伝えるボードゲームの作り方。プロジェクト企画からルール設計まで、全部解説します。
こんにちは、ボードゲームクリエイターの山本龍之介です。普段は、企業研修用のボードゲームを開発したり、企業オリジナルのボードゲームを作ったりしています。
そのような活動をしていると、「ボードゲームって自分で作れるの?」ってよく聞かれます。たしかに、ボードゲームって複雑そうだし、めっちゃ数学的そうです。でも、実はボードゲームって自分で作れます!
ぼくが普段作っているのは”ただの遊び道具”としてのボードゲームではなく、何を伝えるためのボードゲーム「メディアボードゲーム」です。(ぼくは”ただの遊び道具”としてのボードゲームも作りますし、むしろそちらの方が好きです。)
子どもはボードゲームで勉強し、大人も哲学やビジネスなど難しいことをボードゲームで学習する。企業はサービスやビジョンをゲームで社内や世界に発信する。そんなことが可能なのが「メディアボードゲーム」なのです。
本noteでは、いつも制作ワークショップで使用するスライドをベースにメディアボードゲームの作り方を、企画からルール設計まで、解説します。
1、導入編…メディアボードゲームの強みって?
①ゲーム本来の「楽しさ」
ゲームとは、「楽しさ」をデザインとして表現する手法です。そして「楽しさ」とは、人のモチベーションを根本から動かす力なのです。
ボードゲームにすると、その内容についてもっと知りたくなったり、その内容をもっと好きになってくれたりします。
②合理的な「学び」
ゲームはそもそも、「学び」として優秀な媒体なのです。それは、物事の仕組みを仕組みのまま理解できるからです。じゃんけんも言葉のままでは、「グーはチョキに勝って…」など、その仕組みは理解しにくいのですが、ゲームにしてやってみると、その三すくみの状態をすぐ理解できるでしょう。
このように、仕組みが複雑な内容を伝わりやすくするのもボードゲームの強みです。
③失われがちな「会話」
ボードゲームの最後の特徴は「コミュニケーション」です。これまでのメディアは、1人で情報を受け取るものでした。
しかし、ボードゲームでは、複数人でその内容について考えるので、いろいろな人の立場で、より立体的に物事を捉えることができるのです。
以上のことをまとめると、メディアボードゲームには「幸せなコミュニティを作る」という強みがあります。複数人で、楽しく何かについて知ったり疑似体験できたりする。
それでは、そんなメディアボードゲームの作り方を見てきましょう!
2、企画編…コンセプトを作る。
ー①プロジェクト設計(どのような体制で作るの?)
本noteの読者には、関係ない場合が多いですが、依頼側と制作側の体制は始めに決めておきます。今回関係しそうな内容でいうとそのボードゲームの活用方法決めです。

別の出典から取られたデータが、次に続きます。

PR #137, opened 2020-09-21
WIP: Run JuliaFormatter to inspect changes

nickrobinson251:
Run JuliaFormatter as a way to test out https://github.com/domluna/JuliaFormatter.jl/pull/295

Ran
```julia
julia> format(
                  "src/"; 
                  style=BlueStyle(),  # requires JuliaFormatter v0.8.2 https://github.com/domluna/JuliaFormatter.jl.git#bluestyle-1
                  always_use_return=true,
                  short_to_long_function_def=true,
                  whitespace_ops_in_indices=true,
                  remove_extra_newlines=true,
                  always_for_in=true,
                  import_to_using=true,
                  pipe_to_function_call=true,
                  whitespace_in_kwargs=false,
                  whitespace_typedefs=true,
         )
```

### DIFF
--- a/src/functions.jl
+++ b/src/functions.jl
@@ -30,9 +30,7 @@ for (mod, funs) in (
 end
 
 # 1 Arg - no default for `dims` keyword
-for (mod, funs) in (
-    (:Base, (:cumsum, :cumprod, :sort, :sort!, :sortslices)),
-)
+for (mod, funs) in ((:Base, (:cumsum, :cumprod, :sort, :sort!, :sortslices)),)
     for fun in funs
         @eval function $mod.$fun(a::NamedDimsArray; dims, kwargs...)
             numerical_dims = dim(a, dims)
@@ -49,7 +47,7 @@ for (mod, funs) in (
 end
 
 if VERSION > v"1.1-"
-    function Base.eachslice(a::NamedDimsArray{L}; dims, kwargs...) where L
+    function Base.eachslice(a::NamedDimsArray{L}; dims, kwargs...) where {L}
         numerical_dims = dim(a, dims)
         slices = eachslice(parent(a); dims=numerical_dims, kwargs...)
         return Base.Generator(slices) do slice
@@ -62,9 +60,7 @@ if VERSION > v"1.1-"
 end
 
 # 1 arg before - no default for `dims` keyword
-for (mod, funs) in (
-    (:Base, (:mapslices,)),
-)
+for (mod, funs) in ((:Base, (:mapslices,)),)
     for fun in funs
         @eval function $mod.$fun(f, a::NamedDimsArray; dims, kwargs...)
             numerical_dims = dim(a, dims)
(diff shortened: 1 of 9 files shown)


src/name_core.jl
```diff
@@ -288,7 +281,8 @@ function unify_names_longest(names_a, names_b)
     # 0 Allocations: @btime (()-> unify_names_longest((:a,:b), (:a,)))()
 
     length(names_a) === length(names_b) && return unify_names(names_a, names_b)
-    long, short = length(names_a) > length(names_b) ? (names_a, names_b) : (names_b, names_a)
+    long, short =
+        length(names_a) > length(names_b) ? (names_a, names_b) : (names_b, names_a)
```
nickrobinson251, line 285: I think it's that this should become
```julia
long, short = if length(names_a) > length(names_b)
    (names_a, names_b)
else
   (names_b, names_a)
end
```
and it's on the to-do list https://github.com/domluna/JuliaFormatter.jl/issues/283#issue-694066362

So it's fine that the formatter did this for now -- it's one of the not-yet-implemented things.

nickrobinson251 (commented):
Formatter comments:
- most of the diff is due to changes in the typedef whitespace e.g. `{L,T}` -> `{L, T}`
    - BlueStyle doesn't have an opinion on this, and this pacakge is inconsistent in it's use of space here
    - I set `whitespace_typedefs=true` as more often then not this package uses whitespace (and i wanted to minimise diffs so as to see the other changes), but `whitespace_typedefs=false` would also be an acceptable choice (and also make a lot of changes)
   - BlueStyle needs to pick a preference here (at least, the `BlueStyle()` in JuliaFormatter needs to be told what to do by default)
- Many changes are due to `where S` -> `where {S}`
  - again, i think this pacakge is currently inconsistent on this
  - and again, i don't think BlueStyle has a preference on this
  - seems fine
- Bar one (not-yet-implemented) case with ternary operators that go over the line length, all other changes simply "improve" style in-keeping wiht BlueStyle

Basically this is near perfect, as far as i can see!

nickrobinson251:
> I set whitespace_typedefs=true as more often then not this package uses whitespace

I think i was wrong about this, and it's less pretty in my opinion, see #138

src/functions.jl
```diff
@@ -174,24 +166,43 @@ for (T, S) in [
...
-Base.collect(x::Base.Generator{<:Iterators.ProductIterator{<:Tuple{<:NamedDimsArray,<:NamedDimsArray,Vararg{Any}}}}) = collect_product(x)
+function Base.collect(
+    x::Base.Generator{<:Iterators.ProductIterator{<:Tuple{<:NamedDimsArray, Vararg{Any}}}},
+)
+    return collect_product(x)
+end
+function Base.collect(
+    x::Base.Generator{<:Iterators.ProductIterator{<:Tuple{
+        <:Any, <:NamedDimsArray, Vararg{Any},
+    }}},
```
oxinabox, line 195: I am not sure about this

nickrobinson251: See #138

nickrobinson251: it's a consequence of the original code ignoring line limits, and the formatter making the best attempt at a tough job (it did fine in my opinion), but i fixed it up to something nicer in #138

PR #138, opened 2020-09-21
Run formatter (without typedef whitespace)

nickrobinson251:
Same as #137 but with `whitespace_typedefs=false` (i.e. Run JuliaFormatter as a way to test out domluna/JuliaFormatter.jl#295)

```julia
julia> format(
                  "src/"; 
                  style=BlueStyle(),  # requires JuliaFormatter v0.8.2 https://github.com/domluna/JuliaFormatter.jl.git#bluestyle-1
                  always_use_return=true,
                  short_to_long_function_def=true,
                  whitespace_ops_in_indices=true,
                  remove_extra_newlines=true,
                  always_for_in=true,
                  import_to_using=true,
                  pipe_to_function_call=true,
                  whitespace_in_kwargs=false,
                  whitespace_typedefs=false,
         )
```
(fyi it's also possible to tell some bits to not be formatted https://domluna.github.io/JuliaFormatter.jl/stable/skipping_formatting/)

### DIFF
--- a/src/cat.jl
+++ b/src/cat.jl
@@ -1,4 +1,4 @@
-function Base.cat(a::NamedDimsArray{L}; dims) where L
+function Base.cat(a::NamedDimsArray{L}; dims) where {L}
     newL = expand_dimnames(L, dims)
     numerical_dims = dim(newL, dims)
     data = Base.cat(parent(a); dims=numerical_dims) # Base.cat is type unstable
@@ -9,9 +9,8 @@ end
 for (T, S) in [
     (:NamedDimsArray, :AbstractArray),
     (:AbstractArray, :NamedDimsArray),
-    (:NamedDimsArray, :NamedDimsArray)
-    ]
-
+    (:NamedDimsArray, :NamedDimsArray),
+]
     @eval function Base.cat(a::$T, b::$S, cs::AbstractArray...; dims)
         combL = unify_names_longest(dimnames(a), dimnames(b), dimnames.(cs)...)
         newL = expand_dimnames(combL, dims)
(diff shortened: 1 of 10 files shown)


src/functions_math.jl
```diff
@@ -58,11 +62,11 @@ with 2D type parameterization `MatrixT` and 1D `VectorT`.
 It defines the various overloads for `Base.:*` that are required.
 It should be used at the top level of a module.
 """
-macro declare_matmul(MatrixT, VectorT=nothing)
-    dim_combos = VectorT === nothing ? ((2,2),) : ((1,2), (2,1), (2,2))
+macro declare_matmul(MatrixT; VectorT=nothing)
```
nickrobinson251, line 65: oooo, this is a bug!

nickrobinson251:
Manually fixed up a couple things (see commits) :) 

I opened this PR as a test of the Formatter, but since it works so well, i suggest we merge it 😊

src/cat.jl
```diff
@@ -45,17 +43,18 @@ for (T, S) in [
     end
 end
 
-for (f, nf, tf, tup) in [
-    (:vcat, :_named_vcat, :_typed_vcat, ()),
-    (:hcat, :_named_hcat, :_typed_hcat, (:_,)),
-    ]
+for (f, nf, tf, tup) in
+    [(:vcat, :_named_vcat, :_typed_vcat, ()), (:hcat, :_named_hcat, :_typed_hcat, (:_,))]
```
mzgubic, line 47: I think this was clearer before

mzgubic (approved):
That's really cool, I need to look into how this formatting works :)

src/cat.jl
nickrobinson251: 🤷

nickrobinson251: i agree. And this is the downside of a formatter, even though you can encode a lot of subtle rules, it's hard to write one that captures the subtley of this particular case. We could fix this one up, but it'd change again if we re-ran the formatter so i'm inclined to leave it

src/functions.jl
```diff
@@ -174,24 +166,33 @@ for (T, S) in [
...
 
-Base.collect(x::Base.Generator{<:Iterators.ProductIterator{<:Tuple{<:NamedDimsArray,Vararg{Any}}}}) = collect_product(x)
-Base.collect(x::Base.Generator{<:Iterators.ProductIterator{<:Tuple{<:Any,<:NamedDimsArray,Vararg{Any}}}}) = collect_product(x)
-Base.collect(x::Base.Generator{<:Iterators.ProductIterator{<:Tuple{<:NamedDimsArray,<:NamedDimsArray,Vararg{Any}}}}) = collect_product(x)
+for Tup in (
+    Tuple{<:NamedDimsArray,Vararg{Any}},
+    Tuple{<:Any,<:NamedDimsArray,Vararg{Any}},
+    Tuple{<:NamedDimsArray,<:NamedDimsArray,Vararg{Any}},
+)
+    @eval function Base.collect(x::Base.Generator{<:Iterators.ProductIterator{<:Tup}})
```
nickrobinson251, line 192:
```suggestion
    @eval function Base.collect(x::Base.Generator{<:Iterators.ProductIterator{<:$Tup}})
```

mzgubic:
`whitespace_in_kwargs=false` seems reasonable, is there a way of making it the default? So that it is possible to just run `format(".", style=BlueStyle())`?

nickrobinson251:
> is there a way of making it the default? So that it is possible to just run format(".", style=BlueStyle())?

Not yet, but hopefully soon https://github.com/domluna/JuliaFormatter.jl/issues/296

PR #143, opened 2020-10-22
Add linalg factorizations

rofinn:
- Reduce required code by making a `NamedFactorization` type

### DIFF
--- a/src/functions_linearalgebra.jl
+++ b/src/functions_linearalgebra.jl
@@ -1,32 +1,35 @@
 
 #==
     Note on implementation of factorisition types:
-    The general strategy is to make one of the fields of the factorization types
-    into a NamedDimsArray.
-    We can then dispatch on this as required, and strip it out with `parent` for accessing operations.
-    However, the type of the field does not actually always match to what it should be
-    from a mathematical perspective.
-    Which is corrected in `Base.getproperty`, as required
+    The general strategy is to create a named factorization type which wraps other factorizations.
+    This allows us to define `getproperty` methods which return `NamedDimsArray`s around the
+    corresponding properties of the parent factorization types.
+
+    NOTE: Maybe we could just have a `Named` type that works with arrays and factorizations
+    kind of like `Adjoint`?
 ==#
 
-## lu
-
-function LinearAlgebra.lu!(nda::NamedDimsArray{L}, args...; kwargs...) where L
-    inner_lu = lu!(parent(nda), args...; kwargs...)
-    factors = NamedDimsArray{L}(getfield(inner_lu, :factors))
-    ipiv = getfield(inner_lu, :ipiv)
-    info = getfield(inner_lu, :info)
-    return LU(factors, ipiv, info)
+struct NamedFactorization{L, T, F<:Factorization{T}} <: Factorization{T}
+    fact::F
 end
 
-function Base.parent(fact::LU{T,<:NamedDimsArray{L}}) where {T, L}
-    factors = parent(getfield(fact, :factors))
-    ipiv = getfield(fact, :ipiv)
-    info = getfield(fact, :info)
-    return LU(factors, ipiv, info)
+# Need parent to explicitly call `getfield` to avoid infinitely calling `getproperty`
+Base.parent(named::NamedFactorization) = getfield(named, :fact)
+Base.size(named::NamedFactorization) = size(parent(named))
+
+# Convenience constructors
+for func in (:lu, :lu!, :lq, :lq!, :svd, :svd!, :qr, :qr!)
+    @eval begin
+        function LinearAlgebra.$func(nda::NamedDimsArray{L, T}, args...; kwargs...) where {L, T}
+            fact = $func(parent(nda), args...; kwargs...)
+            return NamedFactorization{L, T, typeof(fact)}(fact)
+        end
+    end
 end
 
-function Base.getproperty(fact::LU{T,<:NamedDimsArray{L}}, d::Symbol) where {T, L}
+# `getproperty` wrappers
+## LU
+function Base.getproperty(fact::NamedFactorization{L, T, <:LU}, d::Symbol) where {L, T}
     inner = getproperty(parent(fact), d)
     n1, n2 = L
     if d === :L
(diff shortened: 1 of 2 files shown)


test/functions_linearalgebra.jl
```diff
@@ -31,18 +31,20 @@ end
 @testset "svd" begin
     nda = NamedDimsArray{(:foo, :bar)}([1.0 2; 3 4])
     x = svd(nda)
+    # Test based on visualization on wikipedia
+    # https://en.wikipedia.org/wiki/File:Singular_value_decomposition_visualisation.svg
     @test dimnames(x.U) == (:foo, :_)
     @test dimnames(x.S) == (:_,)
```
mcabbott, line 37: It might be neat if `S` could also have a name. This could easily be stored `NamedFactorization{(:foo, :bar, :svd)}`, and provided... maybe as an extra keyword, `svd(M; name=:svd)`?

I would even be tempted to make the default something other than `:_`. It could be the function name, `:svd`, or it could be something it's very unlikely people would type, like `:∑`.

rofinn: What would the benefit be though? You can figure out that it's an `SVD` from the factorization type it's parameterized by. I suppose it'd be nice if you could retain the original names when you do `Diagonal(x.S)`, but that seems like a weird special case.

mcabbott: It would mean that `x.Vt * A` with some other `A` would retain this marker of where that dimension came from.

rofinn: Okay, but then in that case we'd need a different symbol than `:∑` for each case. I suppose we could insert the name of the function that would have inserted `:_` more generally, but that feels like it's solving a different problem.

src/functions_linearalgebra.jl
```diff
@@ -1,32 +1,53 @@
...
-    into a NamedDimsArray.
-    We can then dispatch on this as required, and strip it out with `parent` for accessing operations.
-    However, the type of the field does not actually always match to what it should be
-    from a mathematical perspective.
-    Which is corrected in `Base.getproperty`, as required
+    The general strategy is to create a named factorization type which wraps other factorizations.
+    This allows us to define `getproperty` methods which return `NamedDimsArray`s around the
+    corresponding properties of the parent factorization types.
+
+    NOTE: Maybe we could just have a `Named` type that works with arrays and factorizations
```
rofinn, line 8: It'd be nice if we could just have a `Named` type that could work more generally on arrays, factorizations and distributions as needed.

src/functions_linearalgebra.jl
```diff
@@ -1,32 +1,53 @@
...
 
-## lu
+struct NamedFactorization{L, T, F<:Factorization{T}} <: Factorization{T}
+    fact::F
+end
+
+# Need parent to explicitly call `getfield` to avoid infinitely calling `getproperty`
+Base.parent(named::NamedFactorization) = getfield(named, :fact)
+Base.size(named::NamedFactorization) = size(parent(named))
+Base.propertynames(named::NamedFactorization; kwargs...) = propertynames(parent(named))
```
rofinn, line 19: It'd be nice if there was a `Factorization` test suite to check if my type fulfills the `Factorization` type appropriately?

test/functions_linearalgebra.jl
oxinabox: I had this debate extensively, though perhaps not publically, and perhaps only internally in my head when writing these originally.
Its out of scope for this PR.
Weird things can happen for any names you automatically provide.
Because each factorization executed is effectively pointing at a different latent space.
On that basis one could always gensym the names since it should *only* be allowed to by multiplied by its partner created at the same time .

oxinabox: But lets not get into it in this PR.
It can be a follow up

oxinabox:
@mcabbott  I would be interested in hearing your thoughts on this approach vs #24  (which this is a PR against).
I am not sure how useful it is for the factorization to still subtype the right type.
(Which this gives up)

test/functions_linearalgebra.jl
mcabbott: Right, that's the argument agains a fixed default name other than `:_`. (Perhaps instead of gensym it could be generated from the existing names.)

But without settling that, the ability to store a name which the caller provides seems easy to do in this approach. And valuable for the same reason that attaching names to anything is valuable. I guess it's an argument in favour of this struct, vs. the `getproperty` trick which lacks anywhere to store things.

mcabbott:
I'm surprised how short `methodswith(Factorization)` and `methodswith(LU)` are. So maybe there isn't a semi-infinite quagmire of methods which need to be overloaded for this NamedFactorisation to work. 

But certainly a longer list than for the `getproperty` trick. What's the argument against doing that, just that it's ugly to store `F.U` with the wrong names internally? Or something else too?

rofinn:
The issues with the getproperty dispatch approach is that:

1. We needed to define custom constructors and parent functions for each type.
2. getproperty and getfield were inconsistent
3. This is closer to what adjoint does, AFAIK

test/functions_linearalgebra.jl
oxinabox: right, in FFT we gave ability to pass in names didn't we?
How would it look if we copies that API here?

oxinabox:
bump

rofinn:
Yeah, I'm not sure what folks wanted changed for this. Seems like naming things like `S` should be decided elsewhere? Did folks want me to reverse the wrapper type change?

oxinabox:
I think lets do this.

oxinabox (approved):

rofinn:
Okay, unless there are explicit objections I'm gonna merge this tomorrow. If we're missing specific methods I think we can probably just address those as they come up?

test/functions_linearalgebra.jl
mcabbott: For FFT I never finished the PR. But instead of `fft(A, 2)` from FFTW, it was going to allow `fft(nA, :y => :k)` to specify the new name, and for `fft(nA, :y)` generate `:y∿` (or the reverse). That's simpler, though, as the whole transformation is per-dimension.

PR #144, opened 2020-10-27
make unname accept anything, and dim accept AbstractArray + number (Close #136)

### LINKED ISSUE #136: More duck typing with `hasnames`?
AxisKeys currently defines `hasnames` for handling different types that can support named dims operations. It'd be nice if we could move that API into NamedDims.jl where I think it belongs.

https://github.com/mcabbott/AxisKeys.jl/blob/master/src/names.jl#L19

Might also help to provide a more general `NamedDims.dim` function that'll do this for you?

```
NamedDims.dim(A, d) = hasnames(A) ? NamedDims.dim(dimnames(A), d) : d
```

mcabbott:
This allows `numerical_dims = dim(A, dims)` to work for any array, by doing nothing when `A` doesn't have names. This closes #136.

It also allows `unname(A)` to accept anything, so that `map(unname, args)` can strip all dimension names without first checking which arguments are are arrays.

### DIFF
--- a/src/wrapper_array.jl
+++ b/src/wrapper_array.jl
@@ -57,6 +57,7 @@ parent_type(::Type{<:NamedDimsArray{L,T,N,A}}) where {L,T,N,A} = A
 Base.parent(x::NamedDimsArray) = getfield(x, :data)
 
 dim(a::NamedDimsArray{L}, name) where {L} = dim(L, name)
+dim(a::AbstractArray, d) = d
 
 NamedDimsVecOrMat{L,T} = Union{NamedDimsArray{L,T,1},NamedDimsArray{L,T,2}}
 NamedDimsVector{L,T} = NamedDimsArray{L,T,1}
--- a/test/wrapper_array.jl
+++ b/test/wrapper_array.jl
@@ -1,5 +1,4 @@
 using NamedDims
-using NamedDims: names
 using SparseArrays
 using Test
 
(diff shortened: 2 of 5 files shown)


test/wrapper_array.jl
```diff
@@ -1,18 +1,24 @@
...
     end
 end
 
+@testset "function dim(array, dim)" begin
+    nda = NamedDimsArray([10 20; 30 40], (:x, :y))
+    @test dim(nda, :x) == 1
+    @test dim(nda, [:y, :x]) == [2, 1]
+    @test dim(nda, 2) == 2
+    @test dim(parent(nda), 2) == 2
+    @test_throws ArgumentError dim(nda, :nope)
```
oxinabox, line 20: I am surprised this is an `ArgumentError`, don't we normally use something more specific?

src/wrapper_array.jl
```diff
@@ -57,6 +57,7 @@ parent_type(::Type{<:NamedDimsArray{L,T,N,A}}) where {L,T,N,A} = A
 Base.parent(x::NamedDimsArray) = getfield(x, :data)
 
 dim(a::NamedDimsArray{L}, name) where {L} = dim(L, name)
+dim(a::AbstractArray, d) = d
```
oxinabox, line 60: should this error if out of bounds?

oxinabox (approved):
basically LGTM,
a few points to address, and needs a version number bump before we can merge.

src/wrapper_array.jl
mcabbott: My feeling was it's simpler to let whatever this gets fed to check, or not. Some functions like `size(A,d)` accept any positive `d`.

test/wrapper_array.jl
mcabbott: It's from here:

https://github.com/invenia/NamedDims.jl/blob/master/src/name_core.jl#L45

oxinabox: We should change that one day.
But not today

PR #148, opened 2020-11-12
Repeated names

mcabbott:
Maybe it's time to define & test the behaviour with repeated indices. This fixes:
* `sum(A, dims=:i)` to use the first dimension named `:i`, as it already did, and
* `A[i=1]` is an error if more than one dimension is named `:i`. Previously it fixed all such dimensions.

The one exception I can think of is that, for a `Diagonal` matrix, it may make sense to index both dimensions together. But maybe I have overlooked other uses? 

The indexing change did not break any tests. But may still count as a breaking change, not sure.

### DIFF
--- a/README.md
+++ b/README.md
@@ -106,7 +106,3 @@ end
 
 You can do this to your own functions in your own packages, to add `NamedDimsArray` support.
 If you implement it for any functions in a standard library, a PR would be very appreciated.
-
-### Caveats
-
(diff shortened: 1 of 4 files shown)


oxinabox:
I know @nickrobinson251 likes for covarience matrixes that indexing with just the keyword gives you on the diagonal.
Not enough to use undefined behavour, but he thinks it is cute

PR #149, opened 2020-11-23
Fix a `vcat` ambiguity

mcabbott:
```
julia> vcat(1:3, NamedDimsArray(4:6, :x))
ERROR: MethodError: vcat(::UnitRange{Int64}, ::NamedDimsArray{(:x,), Int64, 1, UnitRange{Int64}}) is ambiguous. Candidates:
  vcat(V::AbstractVector{T}...) where T in Base at abstractarray.jl:1477
  vcat(V::AbstractVector{T} where T...) in Base at abstractarray.jl:1476
  vcat(a::AbstractVecOrMat{T} where T, b::Union{NamedDimsArray{L, T, 1, A} where A<:AbstractVector{T}, NamedDimsArray{L, T, 2, A} where A<:AbstractMatrix{T}} where T where L, cs::AbstractVecOrMat{T} where T...) in NamedDims at /Users/me/.julia/packages/NamedDims/ty09T/src/cat.jl:37
Possible fix, define
  vcat(::AbstractVector{T}, ::NamedDimsArray{L, T, 1, A} where A<:AbstractVector{T} where L, ::Vararg{AbstractVector{T}, N} where N) where T
```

例えば企業でメディアボードゲームを使う場合、以下の4通りが考えられます。
◯採用…ゲームへの取り組み方で採用にマッチする人材を探す。
◯研修…自社のビジョンやビジネスモデルの社員教育に。
◯PR…自社サービスを多くの人に知ってもらうキッカケに。
◯サービス…作ったボードゲーム自体を一般や企業に販売する。
他にも、「学校の教材として使いたい。」「やっていることの内容をわかりやすく伝えたい。」などが考えられます。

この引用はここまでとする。